Are you sure your scheme must rely on counting messages?
Is anyone else doing this?  (I'd like to see the recipes.)
Whu not do something more mundane, if more useful, and count
bytes and delete after a certain limit?

Actually, right now, once a month, I append the current mail list
mbox's to an archive of each, if they exceed a certain byte limit.
The only problem with that approach, is if I want to look at recent
mails, and they've been moved to the archive, I end up opening a
very big mailbox.  What I'd rather do, is just look at the last
N messages, and have those on hand, all the time.  Also, I have
a tendency of keeping a lot of old messages around in my inbox,
'just in case I might need them later', and would like to have
the older messages automatically pruned.  Same goes for my .sent file.

The other difficulty with checking for byte limits, is it is more
difficult to write the script so that it prunes only N bytes off the
front of the mailbox ... the pruning needs to occur at message
boundaries.  Still, it might makes sense to prune on the basis of the
number of bytes, as well as the number of messages, ie: "prune this
mail box until it contains less than 250,000 bytes and less than 100
messages".  That will make the logic a little more complicated though,
because you'd need to count backwards from the most recent message to
ariive at the number of messages to keep.

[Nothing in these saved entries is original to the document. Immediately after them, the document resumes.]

PR #3261, opened 2026-05-05
fix(assertScreenshot): report match percent that aligns with the threshold

proksh:
## Problem

`assertScreenshot` can fail with a "current" value that looks like it should have passed:

> `Comparison error: Assert screenshot matches X (threshold: 95.0%) - threshold not met, current: 96.46815%`

`96.46815% > 95%`, yet the assertion fails. This is the symptom seen in [#3259](https://github.com/mobile-dev-inc/Maestro/pull/3259) and reported by Doximity.

## Root cause

The MISMATCH branch in `Orchestra#assertScreenshotCommand` printed `100 - ImageComparisonResult.differencePercent`. Inside `com.github.romankh3:image-comparison`, two unrelated metrics are at play:

| Used for                  | Source                                                        | What it measures                                            |
|---------------------------|---------------------------------------------------------------|-------------------------------------------------------------|
| MATCH/MISMATCH gate       | `ImageComparison.isAllowedPercentOfDifferentPixels` (private) | **count** of pixels exceeding `pixelToleranceLevel`         |
| `result.differencePercent`| `ImageComparisonUtil.getDifferencePercent` (public)           | **average** per-channel RGB intensity delta over the image  |

These can diverge in opposite directions: a small region with a stark change drives the count up while leaving the average tiny, so the threshold check fails while the message reports a high "match %".

The library does not expose its count-based metric, and 4.4.0 (March 2021) is the latest release.

## Fix

Introduce `ScreenshotMatch` as the single source of truth for the comparison:

- `ScreenshotMatch.matchPercentage(expected, actual, pixelToleranceLevel)` walks pixels using the same Euclidean distance rule the library uses internally, returning the count-based percentage.
- `ScreenshotMatch.compare(expected, actual, threshold, diffFile)` owns both the pass/fail decision and the reported percent — the threshold gate and the user-visible "current %" are now the same number by construction. The library is invoked only as a diff-PNG renderer on `Mismatch`.
- `Orchestra.kt` becomes a `when` over the typed `ScreenshotMatch.Result`. Drops the `ImageComparison` / `ImageComparisonState` imports.

## Behaviour change

- **Passing assertions:** unchanged. The library's gate already used the count-based metric; we replicate it.
- **Failing assertions:** the printed `current %` is now consistent with `thresholdPercentage`. A failure that previously read `current: 96.46815%` against `threshold: 95.0%` now reads a number actually below 95% — matching what users expect.

## Tests

`maestro-orchestra/src/test/.../AssertScreenshotMatchTest.kt` adds 5 cases:

1. `compare returns Match when match percent meets threshold` — happy path on real screenshots.
2. `compare returns Mismatch when match percent falls below threshold and writes diff file` — failure path, asserts the diff PNG is produced.
3. `compare returns SizeMismatch for differently sized images` — typed-result coverage.
4. `match percentage agrees with library MATCH/MISMATCH decision at the boundary` — pins our pixel walk to the library's gate at three `pixelToleranceLevel` values (0.0, 0.05, 0.1). Catches drift if the library's pixel-difference math ever changes.
5. `match percentage exposes count-based metric distinct from library's average color delta` — locks in the metric distinction the bug came from.

The two `expected.png` / `actual.png` fixtures (~200KB each) are real-world iPhone screenshots that differ only by content in the status bar — happy to swap for synthetic images if reviewers prefer.

## Out of scope

This PR is the fix only. The repro flow + demo-app screen are owned by [#3259](https://github.com/mobile-dev-inc/Maestro/pull/3259) and should land separately so the new flow can verify the corrected message end-to-end.


simon-gilmurray (approved):
🎉

PR #3264, opened 2026-05-07
fix(env): fail fast with helpful message when env value is null

proksh:
A YAML entry like `KEY:` with no value deserializes to `null` inside `Map<String, String>` (Kotlin generic erasure) and later crashes `DefineVariablesCommand.evaluateScripts` with an opaque `Parameter specified as non-null is null` error after retries. `withEnv` now validates and names the offending key(s) so the failure surfaces at YAML-parse time.

## Example:

What a flow with empty variable `AUTOMATED_EMAIL` cause before and after the change in PR:

Screenshot 2026-05-07 at 2 25 26 PM

---

Before:
Screenshot 2026-05-07 at 2 18 09 PM

After:
Screenshot 2026-05-07 at 2 22 20 PM

### DIFF
--- a/maestro-orchestra-models/src/main/java/maestro/orchestra/util/Env.kt
+++ b/maestro-orchestra-models/src/main/java/maestro/orchestra/util/Env.kt
@@ -33,13 +33,20 @@ object Env {
         // Fail fast with the offending keys so the user knows exactly what to fix.
         @Suppress("UNCHECKED_CAST")
         val nullKeys = (env as Map<String, String?>).filterValues { it == null }.keys
-        require(nullKeys.isEmpty()) {
-            "Environment variable(s) ${nullKeys.joinToString(", ")} have no value. " +
-                "Set an explicit value (e.g. `${nullKeys.first()}: \"\"` for an empty string) " +
-                "or remove the key."
-        }
+        if (nullKeys.isNotEmpty()) throw EnvVariableMissingValueError(nullKeys)
         return listOf(MaestroCommand(DefineVariablesCommand(env))) + this
     }
+
+    /**
+     * Raised by [withEnv] when the env map carries one or more null values. Caught by
+     * `MaestroFlowParser.wrapException` so the rendered error names the missing key(s)
+     * instead of surfacing a generic "Parsing Failed" summary.
+     */
+    class EnvVariableMissingValueError(val keys: Set<String>) : IllegalArgumentException(
+        "Environment variable(s) ${keys.joinToString(", ")} have no value. " +
+            "Set an explicit value (e.g. `${keys.first()}: \"\"` for an empty string) " +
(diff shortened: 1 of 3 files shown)


Fishbowler:
Is this approach better than silently rewriting null to empty string?

proksh:
> Is this approach better than silently rewriting null to empty string?

I think Yes,
1. The prior behavior was already a crash.
2.  `null` and `""` mean different things in test flows. If `EMAIL:` silently becomes `""`, then `tapOn: "${EMAIL}"` or `assertVisible: "${EMAIL}"` produces weird empty-string behavior that's hard to debug. The user almost always meant "I forgot to set this," not "I want empty."

Let me know if you disagree.

amanjeetsingh150 (commented):
Before we patch this specific case, I want to make sure this is the right layer and way to fix it.

We’ve seen this pattern a couple of times now: invalid values make it into MaestroCommand, and only fail later when the orchestrator (cloud/studio) tries to use them.

Examples:

- timeout strings that can’t be parsed as valid durations
- swipe.direction relying on specific enum values
- orientation values having the same issue

Validations of these are right now spread across MaestroCommand class and there is no particular confirmation/or API that a constructed command values are correct or not.

Wondering if MaestroCommand construction should be schema-aware, so invalid commands fail earlier at construction/evaluation time instead of reaching the orchestrator.

steviec (approved):
Code looks good. I'm assuming this won't bite users, because it would have already been failing right?

proksh:
> Before we patch this specific case, I want to make sure this is the right layer and way to fix it.
> 
> We’ve seen this pattern a couple of times now: invalid values make it into MaestroCommand, and only fail later when the orchestrator (cloud/studio) tries to use them.
> 
> Examples:
> 
> * timeout strings that can’t be parsed as valid durations
> * swipe.direction relying on specific enum values
> * orientation values having the same issue
> 
> Validations of these are right now spread across MaestroCommand class and there is no particular confirmation/or API that a constructed command values are correct or not.
> 
> Wondering if MaestroCommand construction should be schema-aware, so invalid commands fail earlier at construction/evaluation time instead of reaching the orchestrator.

 Fair point on the broader pattern - a schema-aware construction step would catch the timeout/direction/orientation cases uniformly, and that's worth doing as its own initiative.
 
This one's a slightly different though. Env is a `Map<String, String>` that Jackson deserializes and withEnv then wraps into a synthetic `DefineVariablesCommand` - and because of generic erasure, KEY: (no value) sneaks in as null even though the type says `String`. So even with schema-aware command validation in place, you'd still need a check somewhere around deserialization, since by the time the validator runs the null is already (incorrectly) typed as String.

proksh:
> Code looks good. I'm assuming this won't bite users, because it would have already been failing right?

Yes correct

PR #3266, opened 2026-05-07
Add file attribute to JUnit report

hSATAC:
## Proposed changes

Adds a `file` attribute to each `<testcase>` entry in the JUnit XML report (`maestro test --format junit`). The value is the flow's source path rendered relative to the working directory (or absolute when the file lives outside the workspace), e.g. `file=".maestro/auth/login.yaml"`.

### Why

`JUnitTestSuiteReporter` currently writes `<testcase id="X" name="X" classname="X" .../>` with all three identifiers sourced from `flow.name` (the YAML `name:` field, falling back to the filename without extension). When two flow files declare the same `name:` — or two YAML files share a basename across sub-directories and rely on the fallback — the resulting `<testcase>` entries are indistinguishable. CI dashboards (GitHub Actions test reporters, Allure, Jenkins, ReportPortal, etc.) typically key off `classname` + `name` and either silently merge the colliding rows or surface them as flakes.

The new `file` attribute follows the de facto JUnit convention used by pytest-junit, jest-junit, and Maven Surefire. It is purely additive — consumers that ignore unknown attributes are unaffected — and gives downstream tooling (and humans reading the raw XML) a reliable way to tell colliding flows apart.

### Design notes

- **Strictly additive.** `id`, `name`, and `classname` are unchanged. No breaking change to existing test history, dashboard groupings, or Allure attachments.
- **Local runs only.** `maestro cloud --format junit` keeps the existing report shape — `CloudInteractor` builds `FlowResult` from upload results that don't carry source paths today, so `filePath` stays null and the attribute is omitted.
- **Path base.** Renders relative to `WorkingDirectory.baseDir` (the same base used by `mcp --working-dir` and other CLI path resolution), with an absolute-path fallback when the flow file lives outside the base or on a different filesystem root (e.g. a different Windows drive).
- **Field placement.** `FlowResult.filePath: String?` is appended at the end of the data class so any positional constructor calls keep compiling.

## Testing

- New `Path.toCwdRelativeOrAbsoluteString()` helper has unit tests covering: relative-to-CWD path, path outside CWD subtree, non-absolute input, and the `relativize(self)` empty-path edge case.
- `JUnitTestSuiteReporterTest` updated with `file=` in expected XML across the four existing tests, plus a new test asserting the attribute is omitted when `filePath` is null (cloud-style result).
- `./gradlew :maestro-cli:test` is green (FileUtilsTest 4/4, JUnitTestSuiteReporterTest 5/5, other reporter tests unaffected).
- Manual smoke: built the CLI, ran two flows with identical YAML `name:` under `.maestro/a/` and `.maestro/b/`, confirmed the produced report has two `<testcase>` rows that differ only by `file=`.

> **Does this need e2e tests?** No — pure reporter change with no UI / device behaviour.

## Issues fixed

N/A — surfaced during local Maestro usage.

### DIFF
--- a/maestro-cli/src/main/java/maestro/cli/model/TestExecutionSummary.kt
+++ b/maestro-cli/src/main/java/maestro/cli/model/TestExecutionSummary.kt
@@ -35,6 +35,7 @@ data class TestExecutionSummary(
         val properties: Map<String, String>? = null,
         val tags: List<String>? = null,
         val steps: List<StepResult> = emptyList(),
+        val filePath: String? = null,
     )
 
     data class StepResult(
--- a/maestro-cli/src/main/java/maestro/cli/report/JUnitTestSuiteReporter.kt
+++ b/maestro-cli/src/main/java/maestro/cli/report/JUnitTestSuiteReporter.kt
@@ -47,6 +47,7 @@ class JUnitTestSuiteReporter(
                     id = flow.properties?.get("junitId") ?: flow.name,
                     name = flow.name,
                     classname = flow.properties?.get("junitClassname") ?: flow.name,
+                    file = flow.filePath,
                     failure = flow.failure?.let { failure ->
                         Failure(
                             message = failure.message,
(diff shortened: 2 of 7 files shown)


Fishbowler:
The fact that JUnit isn't standardised bothers me immensely, but you're right in that this approach seems consistent with other usages. The closest we've got to a standard is this collected knowledge: https://github.com/testmoapp/junitxml

hSATAC:
Hi @Fishbowler 👋

Just wanted to gently follow up on this PR. I saw your comment about JUnit not really being standardized (totally agree 😅), and I appreciate you sharing the testmoapp reference as well.

Is there anything you'd like me to adjust or address on my end to help move this forward? Happy to make changes if needed.

Thanks again for taking the time to review this!

Fishbowler:
No - I'm chatting to a couple of folks about this one later today.

Fishbowler (approved):
Tests (both automated and manual) pass.
I've looked into edge cases around filenames that could cause XML problems, but can't see any (reasonable) route to problems.

LGTM!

What I myself am thinking of implementing is a backup
of all non-list mail that would then get cleaned out by a cron job
and find after so many days.  I do this now (have for years) with
my procmail logs and auto-ack respondent database (everybody gets
an auto-ack no more than weekly from each unique sending address,
unless they request verbose acks or no acks).  It would be simple
to add saving mail to files each day and then use find
to delete mail over, say, 7 days old.  I would also gzip the
mail.

If I understand your suggestion above, this would require saving
each e-mail message into a separate file?  I was trying to avoid
that.  I prefer keeping related mail in a single file.